How many lines in the records below contain the word "then"? Give only the number.

--- --- ---

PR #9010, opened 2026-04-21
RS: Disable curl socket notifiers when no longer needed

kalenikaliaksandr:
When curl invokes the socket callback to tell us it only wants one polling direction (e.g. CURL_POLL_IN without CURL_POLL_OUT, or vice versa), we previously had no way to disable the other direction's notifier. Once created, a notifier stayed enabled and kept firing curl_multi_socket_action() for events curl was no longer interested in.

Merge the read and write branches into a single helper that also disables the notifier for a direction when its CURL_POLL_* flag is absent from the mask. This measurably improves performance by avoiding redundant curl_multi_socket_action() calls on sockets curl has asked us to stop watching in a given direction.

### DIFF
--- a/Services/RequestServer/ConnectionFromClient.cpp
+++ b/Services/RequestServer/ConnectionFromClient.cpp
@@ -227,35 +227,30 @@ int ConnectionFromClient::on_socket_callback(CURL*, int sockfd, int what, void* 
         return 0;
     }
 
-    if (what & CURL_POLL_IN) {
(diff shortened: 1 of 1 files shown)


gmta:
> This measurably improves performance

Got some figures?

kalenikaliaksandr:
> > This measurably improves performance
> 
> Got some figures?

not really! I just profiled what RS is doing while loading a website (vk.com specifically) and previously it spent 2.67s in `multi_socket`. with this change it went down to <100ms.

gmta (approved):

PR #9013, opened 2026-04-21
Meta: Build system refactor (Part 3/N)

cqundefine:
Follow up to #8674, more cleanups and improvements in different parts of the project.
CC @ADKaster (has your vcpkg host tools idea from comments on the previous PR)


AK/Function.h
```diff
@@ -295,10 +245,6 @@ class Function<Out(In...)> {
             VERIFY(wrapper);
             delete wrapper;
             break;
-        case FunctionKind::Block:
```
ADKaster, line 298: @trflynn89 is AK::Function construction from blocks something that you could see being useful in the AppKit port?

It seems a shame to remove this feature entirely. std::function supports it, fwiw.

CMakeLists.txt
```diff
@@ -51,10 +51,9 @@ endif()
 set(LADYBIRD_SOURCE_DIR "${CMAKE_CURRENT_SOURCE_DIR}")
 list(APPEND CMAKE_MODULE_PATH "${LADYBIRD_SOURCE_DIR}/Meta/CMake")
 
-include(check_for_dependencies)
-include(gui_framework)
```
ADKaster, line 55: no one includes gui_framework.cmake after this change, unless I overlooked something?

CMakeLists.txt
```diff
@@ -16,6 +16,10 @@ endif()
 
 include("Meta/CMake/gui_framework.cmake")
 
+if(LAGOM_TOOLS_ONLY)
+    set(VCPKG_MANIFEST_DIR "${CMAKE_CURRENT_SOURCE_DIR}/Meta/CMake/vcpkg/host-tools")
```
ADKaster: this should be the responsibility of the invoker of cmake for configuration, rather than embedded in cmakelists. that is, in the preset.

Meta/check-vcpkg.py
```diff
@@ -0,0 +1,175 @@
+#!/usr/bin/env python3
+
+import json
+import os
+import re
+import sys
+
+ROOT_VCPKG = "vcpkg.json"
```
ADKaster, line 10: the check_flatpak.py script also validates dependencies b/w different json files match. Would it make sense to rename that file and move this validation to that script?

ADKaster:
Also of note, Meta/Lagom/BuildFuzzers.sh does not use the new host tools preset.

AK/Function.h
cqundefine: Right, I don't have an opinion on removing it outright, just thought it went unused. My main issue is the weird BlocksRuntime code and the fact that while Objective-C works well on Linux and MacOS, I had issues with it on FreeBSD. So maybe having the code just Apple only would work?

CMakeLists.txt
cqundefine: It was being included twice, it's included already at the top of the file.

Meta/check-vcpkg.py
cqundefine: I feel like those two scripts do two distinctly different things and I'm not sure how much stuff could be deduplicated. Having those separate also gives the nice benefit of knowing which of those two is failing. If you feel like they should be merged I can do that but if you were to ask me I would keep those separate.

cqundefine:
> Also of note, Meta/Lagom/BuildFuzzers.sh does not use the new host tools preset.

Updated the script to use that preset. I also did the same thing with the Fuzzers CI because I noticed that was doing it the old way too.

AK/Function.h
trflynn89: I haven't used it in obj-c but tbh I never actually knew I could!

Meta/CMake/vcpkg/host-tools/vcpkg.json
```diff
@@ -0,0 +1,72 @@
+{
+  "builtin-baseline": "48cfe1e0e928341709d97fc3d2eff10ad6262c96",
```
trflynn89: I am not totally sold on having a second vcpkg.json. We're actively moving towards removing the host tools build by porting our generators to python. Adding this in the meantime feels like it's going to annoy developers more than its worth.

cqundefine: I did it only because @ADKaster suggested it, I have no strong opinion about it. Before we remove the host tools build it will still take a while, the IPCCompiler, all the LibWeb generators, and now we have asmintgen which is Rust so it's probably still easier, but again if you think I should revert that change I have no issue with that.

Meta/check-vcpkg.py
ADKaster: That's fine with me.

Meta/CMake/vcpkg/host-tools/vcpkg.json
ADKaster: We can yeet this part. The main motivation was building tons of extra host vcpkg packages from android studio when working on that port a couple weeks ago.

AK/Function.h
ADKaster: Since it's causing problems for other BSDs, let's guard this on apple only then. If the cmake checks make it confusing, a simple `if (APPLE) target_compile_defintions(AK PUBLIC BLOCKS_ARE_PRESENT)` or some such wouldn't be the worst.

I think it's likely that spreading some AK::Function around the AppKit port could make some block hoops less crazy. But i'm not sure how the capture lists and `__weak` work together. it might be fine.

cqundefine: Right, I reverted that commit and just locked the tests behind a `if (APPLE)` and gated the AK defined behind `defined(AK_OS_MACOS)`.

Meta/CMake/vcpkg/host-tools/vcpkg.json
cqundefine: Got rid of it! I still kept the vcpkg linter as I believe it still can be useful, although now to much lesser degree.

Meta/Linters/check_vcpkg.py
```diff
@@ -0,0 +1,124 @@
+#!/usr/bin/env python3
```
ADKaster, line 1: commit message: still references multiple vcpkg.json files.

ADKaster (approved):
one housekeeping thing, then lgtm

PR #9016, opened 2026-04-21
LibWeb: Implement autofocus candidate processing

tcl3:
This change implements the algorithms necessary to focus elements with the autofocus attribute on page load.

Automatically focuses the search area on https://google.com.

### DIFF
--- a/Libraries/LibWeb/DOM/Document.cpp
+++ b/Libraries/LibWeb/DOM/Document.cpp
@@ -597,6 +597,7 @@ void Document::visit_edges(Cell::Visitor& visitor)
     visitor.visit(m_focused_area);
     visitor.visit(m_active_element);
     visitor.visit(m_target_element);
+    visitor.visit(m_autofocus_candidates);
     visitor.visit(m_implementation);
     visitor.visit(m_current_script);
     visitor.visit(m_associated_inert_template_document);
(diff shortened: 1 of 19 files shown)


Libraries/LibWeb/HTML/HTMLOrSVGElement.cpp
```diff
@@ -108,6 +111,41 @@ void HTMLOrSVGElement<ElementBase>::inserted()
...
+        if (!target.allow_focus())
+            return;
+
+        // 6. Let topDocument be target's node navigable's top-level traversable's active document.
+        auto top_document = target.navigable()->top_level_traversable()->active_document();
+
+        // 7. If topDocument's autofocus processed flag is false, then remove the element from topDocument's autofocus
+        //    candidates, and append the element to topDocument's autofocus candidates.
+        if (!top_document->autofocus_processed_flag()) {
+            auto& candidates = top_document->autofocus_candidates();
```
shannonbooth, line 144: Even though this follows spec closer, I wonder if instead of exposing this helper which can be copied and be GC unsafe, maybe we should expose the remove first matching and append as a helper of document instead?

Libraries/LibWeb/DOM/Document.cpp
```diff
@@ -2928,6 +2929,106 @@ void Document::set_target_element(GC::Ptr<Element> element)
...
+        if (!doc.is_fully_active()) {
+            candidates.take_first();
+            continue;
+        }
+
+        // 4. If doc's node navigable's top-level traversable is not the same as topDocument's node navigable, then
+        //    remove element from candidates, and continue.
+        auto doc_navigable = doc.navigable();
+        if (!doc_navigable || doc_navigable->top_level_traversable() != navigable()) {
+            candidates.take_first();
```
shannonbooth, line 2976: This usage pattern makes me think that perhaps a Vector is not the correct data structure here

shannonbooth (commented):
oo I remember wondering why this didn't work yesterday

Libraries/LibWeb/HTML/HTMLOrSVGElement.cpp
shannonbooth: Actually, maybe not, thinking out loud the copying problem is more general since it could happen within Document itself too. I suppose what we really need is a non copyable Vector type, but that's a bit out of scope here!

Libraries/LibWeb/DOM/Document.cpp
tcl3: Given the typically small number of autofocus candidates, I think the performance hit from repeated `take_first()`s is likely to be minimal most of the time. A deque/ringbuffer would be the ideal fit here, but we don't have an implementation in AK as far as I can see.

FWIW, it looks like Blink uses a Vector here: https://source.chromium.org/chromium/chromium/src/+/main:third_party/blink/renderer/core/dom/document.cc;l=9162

--- --- ---

- _ANSWER SECTION_
4